» What you have to do
In these records, how many lines contain "rdblue"? Please reply with the number only.

» Collection entries

* * * *

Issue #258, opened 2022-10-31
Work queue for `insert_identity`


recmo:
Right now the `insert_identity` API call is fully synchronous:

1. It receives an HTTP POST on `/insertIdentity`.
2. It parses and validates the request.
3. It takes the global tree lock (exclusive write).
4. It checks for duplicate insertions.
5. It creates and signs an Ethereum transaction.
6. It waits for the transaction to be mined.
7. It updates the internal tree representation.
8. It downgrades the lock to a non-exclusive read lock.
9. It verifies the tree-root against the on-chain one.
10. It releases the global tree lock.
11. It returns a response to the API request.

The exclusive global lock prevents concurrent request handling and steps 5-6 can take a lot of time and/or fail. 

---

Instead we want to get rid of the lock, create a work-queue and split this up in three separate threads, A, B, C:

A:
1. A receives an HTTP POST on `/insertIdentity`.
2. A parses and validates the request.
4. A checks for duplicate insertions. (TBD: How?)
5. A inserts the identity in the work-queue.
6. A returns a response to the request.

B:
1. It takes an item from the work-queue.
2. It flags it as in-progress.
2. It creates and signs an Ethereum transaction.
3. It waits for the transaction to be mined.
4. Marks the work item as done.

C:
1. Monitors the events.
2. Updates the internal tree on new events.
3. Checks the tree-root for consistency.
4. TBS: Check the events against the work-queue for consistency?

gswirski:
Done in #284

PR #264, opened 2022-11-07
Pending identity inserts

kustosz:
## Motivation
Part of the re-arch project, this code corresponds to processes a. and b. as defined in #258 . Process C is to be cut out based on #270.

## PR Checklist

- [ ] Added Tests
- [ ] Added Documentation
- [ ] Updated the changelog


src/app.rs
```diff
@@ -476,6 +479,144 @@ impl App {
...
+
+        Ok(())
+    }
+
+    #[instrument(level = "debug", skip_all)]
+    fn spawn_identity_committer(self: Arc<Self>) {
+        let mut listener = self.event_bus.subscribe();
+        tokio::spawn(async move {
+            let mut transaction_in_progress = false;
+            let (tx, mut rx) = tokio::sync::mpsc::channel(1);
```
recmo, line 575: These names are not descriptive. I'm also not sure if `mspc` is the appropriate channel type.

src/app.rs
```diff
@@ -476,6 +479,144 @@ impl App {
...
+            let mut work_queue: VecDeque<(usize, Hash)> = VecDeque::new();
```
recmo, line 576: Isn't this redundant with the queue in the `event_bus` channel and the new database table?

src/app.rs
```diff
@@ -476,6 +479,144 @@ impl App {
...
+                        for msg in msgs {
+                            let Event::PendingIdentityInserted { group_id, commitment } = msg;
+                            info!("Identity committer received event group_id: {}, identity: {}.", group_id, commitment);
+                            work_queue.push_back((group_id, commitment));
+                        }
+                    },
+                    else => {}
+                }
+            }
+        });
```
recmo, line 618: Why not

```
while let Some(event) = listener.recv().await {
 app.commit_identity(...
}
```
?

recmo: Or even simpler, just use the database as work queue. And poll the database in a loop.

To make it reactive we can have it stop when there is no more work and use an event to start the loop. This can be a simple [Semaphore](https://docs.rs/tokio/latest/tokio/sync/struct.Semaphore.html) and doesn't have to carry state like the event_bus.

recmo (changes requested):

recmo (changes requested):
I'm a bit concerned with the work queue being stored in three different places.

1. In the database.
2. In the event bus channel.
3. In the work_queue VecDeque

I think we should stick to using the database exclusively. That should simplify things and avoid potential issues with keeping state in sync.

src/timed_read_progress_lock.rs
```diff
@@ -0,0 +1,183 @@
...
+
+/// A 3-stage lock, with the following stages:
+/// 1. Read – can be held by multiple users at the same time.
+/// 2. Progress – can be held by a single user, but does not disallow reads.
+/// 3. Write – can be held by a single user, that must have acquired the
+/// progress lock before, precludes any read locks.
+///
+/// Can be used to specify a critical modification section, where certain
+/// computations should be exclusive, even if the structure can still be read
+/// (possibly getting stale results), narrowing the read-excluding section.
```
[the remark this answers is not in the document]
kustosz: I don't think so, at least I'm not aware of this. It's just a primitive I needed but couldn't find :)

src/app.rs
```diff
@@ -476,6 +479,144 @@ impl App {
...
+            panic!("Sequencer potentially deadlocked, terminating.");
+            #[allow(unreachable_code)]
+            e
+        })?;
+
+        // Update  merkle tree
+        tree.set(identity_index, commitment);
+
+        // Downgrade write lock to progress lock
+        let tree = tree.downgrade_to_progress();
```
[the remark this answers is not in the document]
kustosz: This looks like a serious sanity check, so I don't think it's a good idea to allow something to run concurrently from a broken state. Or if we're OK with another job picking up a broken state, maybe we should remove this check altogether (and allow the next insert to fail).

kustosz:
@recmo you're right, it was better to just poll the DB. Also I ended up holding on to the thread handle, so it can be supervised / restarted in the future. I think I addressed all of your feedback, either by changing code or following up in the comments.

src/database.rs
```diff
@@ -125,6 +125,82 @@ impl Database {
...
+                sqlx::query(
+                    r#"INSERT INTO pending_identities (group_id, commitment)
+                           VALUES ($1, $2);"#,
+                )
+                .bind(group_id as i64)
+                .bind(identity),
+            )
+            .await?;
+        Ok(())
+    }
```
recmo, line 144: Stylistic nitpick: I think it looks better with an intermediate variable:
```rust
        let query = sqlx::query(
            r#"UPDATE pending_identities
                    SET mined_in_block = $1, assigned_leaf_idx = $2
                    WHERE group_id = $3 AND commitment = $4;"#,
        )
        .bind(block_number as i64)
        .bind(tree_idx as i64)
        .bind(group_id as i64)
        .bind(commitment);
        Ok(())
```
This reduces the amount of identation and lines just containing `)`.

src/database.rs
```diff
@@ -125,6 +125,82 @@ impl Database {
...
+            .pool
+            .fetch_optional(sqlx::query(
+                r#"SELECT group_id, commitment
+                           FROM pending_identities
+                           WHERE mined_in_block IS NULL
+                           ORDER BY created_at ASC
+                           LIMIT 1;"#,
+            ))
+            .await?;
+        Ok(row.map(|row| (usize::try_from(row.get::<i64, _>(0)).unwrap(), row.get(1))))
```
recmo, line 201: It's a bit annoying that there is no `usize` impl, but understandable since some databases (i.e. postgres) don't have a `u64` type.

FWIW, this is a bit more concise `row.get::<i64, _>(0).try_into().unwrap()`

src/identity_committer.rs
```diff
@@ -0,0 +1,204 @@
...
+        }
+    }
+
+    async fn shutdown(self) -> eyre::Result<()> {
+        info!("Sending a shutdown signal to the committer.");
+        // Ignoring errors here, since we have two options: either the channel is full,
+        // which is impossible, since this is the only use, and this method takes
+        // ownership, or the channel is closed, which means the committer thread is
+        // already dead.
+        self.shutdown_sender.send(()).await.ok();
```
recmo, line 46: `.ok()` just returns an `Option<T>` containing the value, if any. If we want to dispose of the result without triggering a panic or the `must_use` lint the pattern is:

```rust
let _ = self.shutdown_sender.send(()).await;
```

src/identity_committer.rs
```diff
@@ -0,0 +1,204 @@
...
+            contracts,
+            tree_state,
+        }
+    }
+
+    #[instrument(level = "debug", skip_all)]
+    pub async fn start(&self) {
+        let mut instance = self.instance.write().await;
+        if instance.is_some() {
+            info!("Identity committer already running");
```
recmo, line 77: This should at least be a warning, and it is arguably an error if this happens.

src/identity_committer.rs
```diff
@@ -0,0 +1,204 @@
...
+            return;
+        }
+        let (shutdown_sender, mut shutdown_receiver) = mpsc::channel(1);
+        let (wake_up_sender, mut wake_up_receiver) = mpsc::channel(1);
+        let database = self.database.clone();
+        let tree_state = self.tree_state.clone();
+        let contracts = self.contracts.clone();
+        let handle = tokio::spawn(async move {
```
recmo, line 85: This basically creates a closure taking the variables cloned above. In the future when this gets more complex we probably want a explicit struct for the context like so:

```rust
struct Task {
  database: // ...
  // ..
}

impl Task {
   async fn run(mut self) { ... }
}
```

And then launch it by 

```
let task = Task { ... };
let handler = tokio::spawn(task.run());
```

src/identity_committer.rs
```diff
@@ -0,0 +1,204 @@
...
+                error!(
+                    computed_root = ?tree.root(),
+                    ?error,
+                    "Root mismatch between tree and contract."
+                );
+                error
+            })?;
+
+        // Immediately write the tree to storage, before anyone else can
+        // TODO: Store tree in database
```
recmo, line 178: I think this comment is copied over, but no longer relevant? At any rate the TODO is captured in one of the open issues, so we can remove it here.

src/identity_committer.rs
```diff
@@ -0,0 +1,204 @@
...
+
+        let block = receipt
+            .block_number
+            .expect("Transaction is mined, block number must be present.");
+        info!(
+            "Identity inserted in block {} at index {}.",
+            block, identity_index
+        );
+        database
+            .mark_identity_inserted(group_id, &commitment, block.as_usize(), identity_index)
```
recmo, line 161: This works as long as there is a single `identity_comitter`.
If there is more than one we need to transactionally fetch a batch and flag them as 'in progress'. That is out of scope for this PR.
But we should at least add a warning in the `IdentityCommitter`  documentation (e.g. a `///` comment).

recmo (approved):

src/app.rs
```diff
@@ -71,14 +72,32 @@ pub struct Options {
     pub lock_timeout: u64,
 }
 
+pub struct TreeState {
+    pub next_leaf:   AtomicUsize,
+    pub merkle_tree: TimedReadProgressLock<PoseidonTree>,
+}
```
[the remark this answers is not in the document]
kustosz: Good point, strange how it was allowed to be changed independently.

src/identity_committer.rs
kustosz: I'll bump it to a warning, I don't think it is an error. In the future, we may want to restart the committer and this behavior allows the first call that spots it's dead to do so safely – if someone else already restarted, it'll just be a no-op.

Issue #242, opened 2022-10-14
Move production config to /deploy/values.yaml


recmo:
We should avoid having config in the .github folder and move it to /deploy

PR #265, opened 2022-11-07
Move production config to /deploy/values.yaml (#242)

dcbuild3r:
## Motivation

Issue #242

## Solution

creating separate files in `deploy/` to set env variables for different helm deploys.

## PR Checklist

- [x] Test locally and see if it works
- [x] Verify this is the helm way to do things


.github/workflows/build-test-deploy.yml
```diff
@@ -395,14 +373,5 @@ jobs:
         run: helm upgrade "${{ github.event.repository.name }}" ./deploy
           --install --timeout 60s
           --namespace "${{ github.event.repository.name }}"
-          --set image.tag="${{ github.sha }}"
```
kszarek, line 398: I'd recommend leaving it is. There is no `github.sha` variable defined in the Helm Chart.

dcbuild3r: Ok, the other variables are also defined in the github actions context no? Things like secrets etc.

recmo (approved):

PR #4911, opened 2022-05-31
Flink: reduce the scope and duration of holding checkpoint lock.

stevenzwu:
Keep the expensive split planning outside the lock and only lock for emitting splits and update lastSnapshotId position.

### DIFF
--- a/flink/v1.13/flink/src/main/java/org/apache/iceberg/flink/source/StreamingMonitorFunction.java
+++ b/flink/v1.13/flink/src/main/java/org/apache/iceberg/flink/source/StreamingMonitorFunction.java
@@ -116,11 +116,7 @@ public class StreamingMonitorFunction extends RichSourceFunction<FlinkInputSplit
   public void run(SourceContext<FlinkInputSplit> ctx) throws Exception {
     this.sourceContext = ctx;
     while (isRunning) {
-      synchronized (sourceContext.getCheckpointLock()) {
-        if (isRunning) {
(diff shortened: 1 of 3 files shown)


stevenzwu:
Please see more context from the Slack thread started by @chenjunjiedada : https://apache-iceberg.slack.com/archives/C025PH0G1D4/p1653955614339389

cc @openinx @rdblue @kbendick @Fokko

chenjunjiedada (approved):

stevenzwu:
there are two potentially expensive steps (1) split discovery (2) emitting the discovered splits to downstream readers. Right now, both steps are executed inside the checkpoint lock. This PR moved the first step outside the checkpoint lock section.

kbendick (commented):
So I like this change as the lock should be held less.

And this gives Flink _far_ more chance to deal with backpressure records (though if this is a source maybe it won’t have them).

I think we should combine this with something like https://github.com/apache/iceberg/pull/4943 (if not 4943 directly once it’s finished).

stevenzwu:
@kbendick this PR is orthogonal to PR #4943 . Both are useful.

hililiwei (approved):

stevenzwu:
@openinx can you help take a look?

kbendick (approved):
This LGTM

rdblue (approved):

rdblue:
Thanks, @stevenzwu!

* * * *

» Completed exercise
3